The formulation of Navier–Stokes, Boussinesq–Scriven, and interfacial advection–diffusion forms a flow model with three interfacial material parameters: κ^s, μ^s, and D^s, along with the equation of state σ(c). The 1D interfacial flow of the oscillatory-driven channel (as expressed in eqn (3)) does not distinguish between the effects of κ^s and μ^s, resulting in an effective summed surface viscosity of κ^s + μ^s, used in this model as a single parameter. Physically, both surface viscosities must be positive, necessitating that κ^s + μ^s be greater than μ^s, which is well established.^28,30,31 D^s measured in systems at or near equilibrium as a function of concentration is termed equilibrium surface diffusivity D^s_e(c) and was obtained based on descriptions of D^s_e(c) as a function of monolayer phases.^49,50,75 Values of D^s_e(c) range from 10⁻² cm² s⁻¹ in gas phase and 10⁻⁶ cm² s⁻¹ in liquid phase to 10⁻¹⁰ cm² s⁻¹ in condensed phase. For simulations that did not use D^s_e(c), D^s was allowed to vary as necessary for the computed surface velocity to match the measurements. Computations utilized the Boussinesq approximation, where κ^s + μ^s and D^s only varied with c₀, and did not change with x, t. The Boussinesq approximation is necessary since parameter dependence on (x, t) is unknown and difficult to implement in practice.⁷⁶

Three interfacial models were evaluated through comparison to experimental measurements: model-i – an inviscid interface with equilibrium diffusivity (κ^s + μ^s = 0, D^s = D^s_e), model-ii – a viscous interface with equilibrium diffusivity (κ^s + μ^s > 0, D^s = D^s_e), and model-iii – a viscous interface with large effective diffusivity (κ^s + μ^s > 0, D^s ≫ D^s_e).
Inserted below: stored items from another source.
PR #4172, opened 2026-02-06
refactor: add FileSelection to next provider for DeltaTableProvider removal

ethan-tyler:
# Description
DML operations scope scans to specific files via `DeltaTableProvider::with_files(Vec<Add>)`. The next provider (`DeltaScan`)
has no equivalent. This PR adds that foundation.

Introduces `FileSelection` a `pub(crate)` struct holding normalized file IDs
(`HashSet<String>`) that scopes scans to specific files. Unselected files are
excluded in the replay phase before DV tasks or data reads are produced.

No callers yet and will be added when DML operations migrate.

**Migration path**
1. This PR: introduce `FileSelection`, wire into `DeltaScan` pipeline
2. Convert DML ops from `DeltaTableProvider::with_files(Vec<Add>)` to
   `DeltaScan::with_file_selection(FileSelection::from_adds(...))`
3. Convert optimize's partition filtered scans to `FileSelection::from_paths`
4. Remove `DeltaTableProvider` and `with_files`

CC: @roeap 

# Related Issue(s)

# Documentation

### DIFF
--- a/crates/core/src/delta_datafusion/table_provider/next/scan/replay.rs
+++ b/crates/core/src/delta_datafusion/table_provider/next/scan/replay.rs
@@ -23,6 +23,7 @@ use datafusion::{
 use delta_kernel::{
     Engine, ExpressionRef,
     engine::{arrow_conversion::TryIntoArrow, arrow_data::ArrowEngineData},
+    engine_data::FilteredEngineData,
     expressions::{Scalar, StructData},
     scan::{
         Scan as KernelScan, ScanMetadata,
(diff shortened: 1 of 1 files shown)


crates/core/src/delta_datafusion/table_provider/next/scan/replay.rs
```diff
@@ -187,6 +191,12 @@ where
                     Err(err) => return Poll::Ready(Some(Err(err.into()))),
                 };
 
+                if let Some(selection) = this.file_selection {
+                    ctx.files
+                        .retain(|file| selection.contains(file.file_url.as_str()));
+                    ctx.count = ctx.files.len();
```
ion-elgreco: I believe this should be done before visiting the scan files to prevent any work on kernel side for files that are being excluded anyways

ethan-tyler: Agreed and implemented the change

crates/core/src/delta_datafusion/table_provider/next/scan/replay.rs
```diff
@@ -489,14 +496,21 @@ fn parse_path(url: &Url, path: &str) -> DeltaResult<Url, DataFusionError> {
     })
 }
 
-fn visit_scan_file(ctx: &mut ScanContext, scan_file: ScanFile) {
+fn visit_scan_file(ctx: &mut ScanContext<'_>, scan_file: ScanFile) {
```
ion-elgreco: Correct me if I'm wrong but it looks like in this callback that ScanFile has already been visited in ScanData. I think we need to do it even earlier

ethan-tyler: You’re right. Filtering in the callback was still after `visit_scan_files` row visitation. I changed it to apply file selection to `scan_data.scan_files` first before calling `visit_scan_files`. Excluded files are skipped before ScanFile materialization/callback work.

Issue #4175, opened 2026-02-07
[Bug]: is_deltatable creates paths for non existing delta table location


khalidmammadov:
### What happened?

Using DeltaTable.is_deltatable(non_existing_path) creates paths which is not expected behaviour.

This is similar to old issue:
https://github.com/delta-io/delta-rs/pull/3504

### Expected behavior

It should not create and raise an error instead

### Operating System

None

### Binding

None

### Relevant logs

```shell

```

khalidmammadov:
take

PR #4176, opened 2026-02-07
fix: is_deltatable must not to create paths for not existing tables paths

khalidmammadov:
# Description

Calling `DeltaTable.is_deltatable(non_existing_path)` creates paths which is not expected behaviour.
This is a check function and path creation is not an expected behaviour.

After fix it will return False for invalid path and not create any new paths.

# Related Issue(s)
- closes [#106](https://github.com/delta-io/delta-rs/issues/4175)

# Documentation
Added notes into docs and checked locally by serving

### DIFF
--- a/python/tests/test_table_read.py
+++ b/python/tests/test_table_read.py
@@ -1062,14 +1062,18 @@ def test_is_deltatable_empty_path(tmp_path: Path):
     not_delta_path = tmp_path / "not_delta_table"
     # Ensure path exists
     not_delta_path.mkdir()
-
     assert not DeltaTable.is_deltatable(str(not_delta_path))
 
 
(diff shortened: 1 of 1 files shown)


ion-elgreco:
This function should not raise, if it doesn't exist it should return false.

khalidmammadov:
> This function should not raise, if it doesn't exist it should return false.

fixed, can you please take a look?

ion-elgreco:
You need to create a test that actually checks whether no path is created for local storage.

khalidmammadov:
> You need to create a test that actually checks whether no path is created for local storage.

Thanks, missed that one (the main one :) )! 

Added.

PR #4184, opened 2026-02-09
refactor: add insert_into to DeltaScan, replace file_id IN(...) with FileSelection

ethan-tyler:
# Description

Migration step toward `DeltaTableProvider` removal. Adds write path support to `DeltaScan` and replaces the plan time `file_id IN (...)` literal list with provider level file selection.

Adds `TableProvider::insert_into` to `DeltaScan` using `DeltaDataSink` + `DataSinkExec`. Runtime `LogStoreRef` is
carried on `DeltaScan` with `#[serde(skip)]`. Deserialized providers are read only unless re-wired at runtime.

Replaces matched file `IN (...)` construction in `scan_files_where_matches` with `FileSelection::from_paths(...)` forwarded into next scan planning/replay. Uses `MissingFilePolicy::Ignore` for matched file rewrites.

# Related Issue(s)
- part of #4113

# Documentation

PR #4187, opened 2026-02-10
feat: add DeltaScan insert_into with runtime log_store

ethan-tyler:
## Summary
- Add `TableProvider::insert_into` to next-provider `DeltaScan` (Append/Overwrite); reject Replace.
- Carry a runtime `LogStoreRef` on `DeltaScan` behind `#[serde(skip)]` so deserialized providers remain read-only unless re-wired at runtime.
- Wire `TableProviderBuilder` / `DeltaTable::table_provider()` to seed `DeltaScan` with the runtime log store for write support.

Migration step toward removing `DeltaTableProvider`: bring write-path parity to the next provider without expanding public API.

Split from #4184 per request

### DIFF
--- a/crates/core/src/delta_datafusion/table_provider.rs
+++ b/crates/core/src/delta_datafusion/table_provider.rs
@@ -647,20 +647,28 @@ impl TableProviderBuilder {
     }
 
     pub async fn build(self) -> Result<next::DeltaScan> {
+        let TableProviderBuilder {
+            log_store,
+            snapshot,
+            file_column,
+            table_version,
+            file_skipping_predicates,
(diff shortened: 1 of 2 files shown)


ion-elgreco:
Thanks! We should do this though eventually: https://github.com/delta-io/delta-rs/issues/4189

ion-elgreco:
Thanks! We should do this though eventually: https://github.com/delta-io/delta-rs/issues/4189

ethan-tyler:
> Thanks! We should do this though eventually: #4189

@ion-elgreco  yesss sir

PR #4191, opened 2026-02-10
fix: preserve generated column metadata during schema merge

### LINKED ISSUE #4186: [Bug]: `write_deltalake` with `schema_mode="merge"` drops generated column metadata
### What happened?

Follow up from #4156. 

Appending data to a delta table when the input data omits generated columns and nullable non-generated columns now runs without an error. However, the generated column expressions are stripped from the table schema when appending data. This causes subsequent writes to fail to compute generated column values, resulting in NULL instead of the expected generated value. 

### Expected behavior

The generated column metadata is preserved during schema merge operations.

### Operating System

macOS

### Binding

Python

### Bindings Version

1.4.2

### Steps to reproduce

```python
from datetime import datetime, timezone
from uuid import uuid4
from pathlib import Path
import tempfile
import pyarrow as pa

# Schema with a generated column and a nullable column
schema = pa.schema([
    pa.field("uuid", pa.string(), nullable=False),
    pa.field("start", pa.timestamp("us", tz="UTC"), nullable=False),
    pa.field("year", pa.int32(), nullable=True,
             metadata={"delta.generationExpression": "EXTRACT(YEAR FROM start)"}),
    pa.field("user", pa.string(), nullable=True),
])

with tempfile.TemporaryDirectory() as tmp_dir:
    table_path = Path(tmp_dir) / "test_table"
    DeltaTable.create(str(table_path), schema=schema)

    # Table creation
    dt = DeltaTable(str(table_path))
    field = dt.schema().to_arrow().field("year")
    print(f"On table creation - year metadata: {field.metadata}") # {"delta.generationExpression": "EXTRACT(YEAR FROM start)"}

    # Write data
    data = pa.Table.from_pydict({
        "uuid": [str(uuid4())],
        "start": [datetime.now(timezone.utc)],
    })
    write_deltalake(str(table_path), data, mode="append", schema_mode="merge")

    # After first append with schema_mode=merge
    dt = DeltaTable(str(table_path))
    field = dt.schema().to_arrow().field("year")
    table = dt.to_pyarrow_table()
    print(f"After first append - year value: {table['year'][0].as_py()}") # 2026
    print(f"After first append - year metadata: {field.metadata}") # {}

    # On subsequent appends with schema_mode=merge
    write_deltalake(str(table_path), data, mode="append", schema_mode="merge")
    dt = DeltaTable(str(table_path))
    field = dt.schema().to_arrow().field("year")
    table = dt.to_pyarrow_table()
    print(f"On subsequent appends - year value: {table['year'][0].as_py()}") # None
    print(f"On subsequent appends - year metadata: {field.metadata}") # {}
```

### Relevant logs

```shell
On table creation - year metadata: {b'delta.generationExpression': b'EXTRACT(YEAR FROM start)'}
After first append - year value: 2026
After first append - year metadata: {}
On subsequent appends - year value: None
On subsequent appends - year metadata: {}
```

ethan-tyler:
# Description
Fixes a regression where `schema_mode="merge"` appends strip `delta.generationExpression` from the table schema. Once lost, subsequent writes compute NULL instead of generated values.

# Related Issue(s)
- closes #4186 

# Documentation

### DIFF
--- a/python/tests/test_generated_columns.py
+++ b/python/tests/test_generated_columns.py
@@ -295,32 +295,35 @@ def test_raise_when_gc_passed_merge_statement_during_schema_evolution(
         )
 
 
-def test_raise_when_gc_altered_merge_statement_during_schema_evolution(
-    table_with_gc: DeltaTable,
-):
+def test_schema_evolution_does_not_override_existing_gc_expression(tmp_path):
+    table_schema = DeltaSchema(
+        [
+            Field(name="id", type=PrimitiveType("integer"), nullable=True),
+            Field(
+                name="gc",
+                type=PrimitiveType("integer"),
+                nullable=True,
+                metadata={"delta.generationExpression": "5"},
+            ),
+            Field(name="user", type=PrimitiveType("string"), nullable=True),
+        ]
+    )
+    dt = DeltaTable.create(tmp_path, schema=table_schema)
+
     id_col = ArrowField("id", DataType.int32(), nullable=True)
     altered_gc_col = ArrowField("gc", DataType.int32(), nullable=True).with_metadata(
         {"delta.generationExpression": "id * 10"}
     )
     altered_gc_data = Table.from_pydict(
-        {"id": Array([1, 2], type=id_col), "gc": Array([10, 20], type=altered_gc_col)},
+        {"id": Array([1, 2], type=id_col), "gc": Array([5, 5], type=altered_gc_col)},
     )
 
-    with pytest.raises(
-        SchemaMismatchError,
-        match="Schema evolved fields cannot have generated expressions. Recreate the table to achieve this.",
-    ):
-        (
-            table_with_gc.merge(
-                altered_gc_data,
-                predicate="s.id = t.id",
-                source_alias="s",
-                target_alias="t",
-                merge_schema=True,
-            )
-            .when_not_matched_insert_all()
-            .execute()
-        )
+    # Force schema evolution by omitting nullable `user`, and ensure batch-side
+    # generationExpression metadata does not override table metadata for `gc`.
+    write_deltalake(dt, mode="append", data=altered_gc_data, schema_mode="merge")
+    dt = DeltaTable(tmp_path)
+    fields_by_name = {field.name: field for field in dt.schema().fields}
+    assert fields_by_name["gc"].metadata == {"delta.generationExpression": "5"}
 
 
 def test_merge_with_gc_invalid(table_with_gc: DeltaTable, invalid_gc_data):


ion-elgreco:
Did this work prior to the refactoring from 1.2.x and onwards?

I don't have my laptop in the coming weeks so reviewing is a bit difficult. What worries me is that  our schema evolution code was fine afaik before all the refactoring

ethan-tyler:
This specific path wasn't reachable before the recent refactors. Before #4162 these appends failed earlier on missing columns and the metadata loss never surfaced. #4090 introduced the DF plan schema derivation in the evolution path, and #4162 unblocked it. The schema evolution code was fine, this is a latent interaction between the older merge logic and the newer write/evolution paths.

ion-elgreco:
> This specific path wasn't reachable before the recent refactors. Before #4162 these appends failed earlier on missing columns and the metadata loss never surfaced. #4090 introduced the DF plan schema derivation in the evolution path, and #4162 unblocked it. The schema evolution code was fine, this is a latent interaction between the older merge logic and the newer write/evolution paths.

I mean before all the refractors. In 1.0.0 this never surfaced so I'm curious why

ethan-tyler:
Looks like this was already in v1.0.0, but the tests didn't cover the subsequent append edge case. One of those cases where it didn't surface until later on when that path became reachable.

ion-elgreco:
Alright, can you check if there is a test that covers not overriding generated expressions in schema evolution? 

When I added support for this, I intented It should only be possible to add generated expressions for new columna. Altering and removing should be done through a metadata operation only

ethan-tyler:
> Alright, can you check if there is a test that covers not overriding generated expressions in schema evolution?

Yeah, covered:

- `test_merge_arrow_schema_ignores_batch_generation_expression_conflicts` and `test_merge_arrow_schema_preserves_table_field_metadata_when_batch_missing` in `kernel/schema/cast/mod.rs`
- `test_schema_merge_append_missing_nullable_column_with_generated_columns` in integration tests
- `test_raise_when_gc_passed_during_schema_evolution` and `test_raise_when_gc_passed_merge_statement_during_schema_evolution` in Python tests

> When I added support for this, I intented It should only be possible to add generated expressions for new columna. Altering and removing should be done through a metadata operation only

No test for explicit remove/alter of an existing expression though. I'll add this.

ion-elgreco:
Thanks! @ethan-tyler

python/tests/test_generated_columns.py
```diff
@@ -293,6 +295,34 @@ def test_raise_when_gc_passed_merge_statement_during_schema_evolution(
...
+    altered_gc_col = ArrowField("gc", DataType.int32(), nullable=True).with_metadata(
+        {"delta.generationExpression": "id * 10"}
+    )
+    altered_gc_data = Table.from_pydict(
+        {"id": Array([1, 2], type=id_col), "gc": Array([10, 20], type=altered_gc_col)},
+    )
+
+    with pytest.raises(
+        SchemaMismatchError,
+        match="Schema evolved fields cannot have generated expressions. Recreate the table to achieve this.",
```
ion-elgreco: How do we even hit this error, this branch is only hit when the batch field name is not found in the table fields and a GC expression exists. But this field name already exists on the table fields :S

ethan-tyler: thanks Ion- I got myself all mixed up into testing the error message instead of the branch lol. Fixing it now.

ion-elgreco (approved):

ion-elgreco:
Thanks @ethan-tyler ! Nice work again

Model-i required no fitting to experimental data as κ^s + μ^s (= 0) and D^s (= D^s_e(c₀)) were predetermined. For model-ii and model-iii, the computed spatio-temporal u^s(x, t) profiles were fit to experimental measurements by least squares optimization using κ^s + μ^s and D^s as the two fitting parameters (only κ^s + μ^s in model-ii and both κ^s + μ^s and D^s in model-iii). To assess the performance of each model, goodness of fit between measured and computed u^s(x, t) profiles was evaluated using the coefficient of determination R². Determination of the optimal R² for the two models that required fitting was first investigated with a sensitivity sweep in the κ^s + μ^s, D^s parameter space. The result of this coarse sweep was then used to provide initial values for the final fitting algorithm.

3 Results

This study evaluated insoluble monolayer behavior as a function of mean concentration c₀, first through general monolayer response using maximum surface velocity, then through spatio-temporal surface velocity measurements compared to numerical models. Fig. 3 shows the maximum surface velocity that was measured at the channel center, u^s_max|_x = 0 (normalized by floor speed U) as a function of c₀ for DPPC. u^s_max|_x = 0 data are essentially a coarse-grained measure of monolayer response at different c₀ to a given oscillatory driving flow. As c₀ increases, u^s_max|_x = 0 decreases monotonically from slightly more than 5% of the maximum floor velocity U at c₀ = 0 (clean air–water interface) to less than 1% at c₀ = 1.0 mg m⁻². After this initial monotonic decline with increasing c₀, u^s_max|_x = 0 plateaus for c₀ between 1.0 and 2.0 mg m⁻², followed by a further gradual decrease. Changes in u^s_max|_x = 0 trends coincide with monolayer phase, as depicted in the surface tension equation of state (Fig. 2a). Moreover, the qualitative resemblance between u^s_max|_x = 0 and monolayer compressibility C_s (Fig. 2b) demonstrates the same trend in the response regime. This phase-dependent response of u^s_max|_x = 0 was observed for both driving flow conditions and surfactant types, as well as at other channel locations such as the quarter widths (not shown for brevity). While the measured trends in u^s_max|_x = 0 demonstrate the dependence of hydrodynamic response on monolayer phase, analysis of full-field time-resolved u^s(x, t) measurements is necessary to evaluate the influence of κ^s + μ^s and D^s.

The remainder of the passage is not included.